A row such as Emergency admin,0.0.0.0/0,22;3389,infra,2026-05-20,temporary produces Critical risk 95/100 on the default settings. Risk Triage Queue shows Internet-wide allowlist source, Sensitive service exposure, and an expiry warning because the date is inside the 21-day window on May 6, 2026. CIDR Exposure Ledger reports 4,294,967,296 IPv4 addresses and status Critical review, so the useful next request is a narrower VPN, jump-host, partner NAT, or maintained provider source.

Partner API row using documentation space

A row such as Partner API,203.0.113.64/27,443,api-owner,2026-08-31,approved is narrow at 32 addresses and does not expose a high-risk service under the port list. The result still shows Medium risk 38/100 because 203.0.113.64/27 sits inside Documentation TEST-NET. That finding is useful for examples and training data, but a real partner rule should be checked against the partner's actual public NAT or provider source list.

Parent range hides a child exception

Two rows, 203.0.113.64/27 and 203.0.113.70/32, produce one containment relationship in Overlap & Coverage Review. The review row says 203.0.113.64/27 contains 203.0.113.70/32 with one shared address, while the unique IPv4 coverage remains 32 addresses. That means the child row may be redundant unless it needs separate ownership, expiry, or approval evidence.

Strict mode catches a non-canonical CIDR

With Host-bit handling set to strict, 203.0.113.70/27 returns Line 1: CIDR host bits are set in 203.0.113.70/27 and the summary changes to Needs CIDRs. In normalize mode, the same source would be corrected to the network boundary and logged as Host bits normalized. Strict mode is better for cleanup gates; normalize mode is better for turning a messy export into a reviewable ledger.

FAQ:

Can I paste a firewall export instead of hand-entering CIDRs?

Yes. Paste CSV-style rows with label, CIDR, ports, owner, expiry, and note fields, or use Browse for a text-like file under 512 KiB. The parser analyzes the first 700 non-blank, non-comment rows.

What happens if a row has no slash prefix?

A bare IPv4 host is treated as /32 and a bare IPv6 host is treated as /128. The triage queue can add Host address converted to CIDR so the source inventory can be cleaned up.

Why is a private or documentation CIDR flagged?

In any context except Internal-only policy, private, special, and documentation ranges can produce Source scope mismatch. The warning asks you to confirm NAT, proxy, VPN, or service-tag intent because those ranges usually do not identify public clients.

Does the checker test my firewall rule?

No. The allowlist text is processed in the browser. The checker does not contact the listed CIDRs, inspect the firewall, or verify that a provider range is current.

What should I do when strict mode reports host bits?

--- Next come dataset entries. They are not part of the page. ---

PR #797, opened 2024-10-08
CRM457-2049: Fix RFI/'delete all adjustments' edge case

patrick-laa:
This reverts commit 892d599b033366fe755961c33916c9c4b211838d.

Now when we click 'delete all adjustments' we manually remove every adjustment from the payload instead of pulling a 'fresh copy' from the app store. This is because the app store version may contain adjustments if we have completed an RFI loop and adjustments were made before the claim was sent back.

Robin had written code to do it this way initially, and I (wrongly!) said it was much simpler to take the 'fresh copy' approach.

### DIFF
--- a/app/services/nsm/all_adjustments_deleter.rb
+++ b/app/services/nsm/all_adjustments_deleter.rb
@@ -32,8 +32,8 @@ module Nsm
       letters_and_calls.each do |letter_or_call|
         revert_fields.each do |field|
           revert(letter_or_call, field, letter_or_call['type']['value'])
-          letter_or_call.delete('adjustment_comment')
         end
+        letter_or_call.delete('adjustment_comment')
       end
     end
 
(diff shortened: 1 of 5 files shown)


app/services/nsm/all_adjustments_deleter.rb
```diff
@@ -10,12 +10,53 @@ def initialize(params, adjustment_type, current_user)
...
+    end
 
-      app_store_record = AppStoreClient.new.get_submission(submission)
-      submission.update!(data: app_store_record['application'])
+    def delete_letters_and_calls_adjustments
+      revert_fields = %w[uplift count]
+      letters_and_calls.each do |letter_or_call|
+        revert_fields.each do |field|
+          revert(letter_or_call, field, letter_or_call['type']['value'])
+          letter_or_call.delete('adjustment_comment')
```
elken, line 35: Why is this one inside the `revert_fields.each` but the other 2 are outside?

patrick-laa: Good spot! I don't think it should be here, so have moved.

elken (approved):
There's a fair amount of duplicated code here too, but it's nothing major.

PR #802, opened 2024-10-09
CRM457-2110: Change no data messaging

patrick-laa:
## Description of change

[Link to relevant ticket](https://dsdmoj.atlassian.net/browse/CRM457-2110)


app/views/nsm/disbursements/_adjusted.html.erb
```diff
@@ -1,5 +1,7 @@
-<% if records.size.zero? %>
-  <p><%= t('.no_data') %></p>
+<% if claim.data['disbursements'].blank? %>
```
elken, line 1:
```ruby
if claim.data['disbursements'].blank? || records.empty?
```

elken (approved):

app/views/nsm/disbursements/_adjusted.html.erb
patrick-laa: In this context `records` are adjusted disbursements, and we _don't_ want to show `.no_disbursements` if `claim.data['disbursements']` is not blank but `records` is empty, as that implies there are disbursements but none of them are adjusted. So in that scenario we want to show `.no_adjustments`

elken: I misread completely and thought they both were `.no_disbursements` 🤣

PR #816, opened 2024-10-18
CRM457-2076: Go back to telling app store about new versions immediately

patrick-laa:
## Description of change
Go back to telling app store about new versions, and sync any unsynced new versions via a migration
[Link to relevant ticket](https://dsdmoj.atlassian.net/browse/CRM457-2076)

### DIFF
--- a/app/models/event.rb
+++ b/app/models/event.rb
@@ -24,7 +24,6 @@ class Event < ApplicationRecord
 
   LOCAL_EVENTS = [
     'Event::DraftDecision',
-    'Event::NewVersion',
     'Event::Edit',
     'Event::Note',
     'Event::UndoEdit',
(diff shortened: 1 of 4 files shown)


app/models/event.rb
```diff
@@ -24,7 +24,6 @@ class Event < ApplicationRecord
 
   LOCAL_EVENTS = [
     'Event::DraftDecision',
-    'Event::NewVersion',
```
robinsk1, line 27: Are we sure we want to delete this?

patrick-laa: That's not what `LOCAL_EVENTS` signifies. LOCAL_EVENTS is used to work out what the app store thinks the most recent updated_at date is, by knowing which events are synced to the app store.

elken: That makes sense, worth adding a comment?

elken (approved):
With that comment now I'm confident enough this is doing what it should then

Correct the row to the real network boundary, such as changing a host-bearing /27 to the canonical /27 network, or switch Host-bit handling back to normalize mode and then use Normalize to rewrite the source ledger.

Glossary:

CIDR: Address notation that combines an IP address and prefix length, such as 203.0.113.64/27.
Prefix length: The number after the slash that says how many leading address bits are fixed as the network part.
Host bits: The remaining address bits after the prefix; non-zero host bits make a CIDR input non-canonical for its network boundary.
RFC 1918: The IPv4 private address ranges 10.0.0.0/8, 172.16.0.0/12, and 192.168.0.0/16.
Documentation TEST-NET: IPv4 example ranges such as 192.0.2.0/24, 198.51.100.0/24, and 203.0.113.0/24.
Unique local: IPv6 local-use space under fc00::/7, commonly seen in internal or VPN-style designs.
Overlap: A same-family relationship where one allowlist CIDR duplicates, contains, or partially shares addresses with another row.

References:

Guidelines on Firewalls and Firewall Policy, NIST, September 2009.
Classless Inter-domain Routing (CIDR): The Internet Address Assignment and Aggregation Plan, IETF, August 2006.
Address Allocation for Private Internets, IETF, February 1996.
IPv4 Special-Purpose Address Space, IANA, last updated October 9, 2025.
IPv6 Special-Purpose Address Space, IANA.
Unique Local IPv6 Unicast Addresses, IETF, October 2005.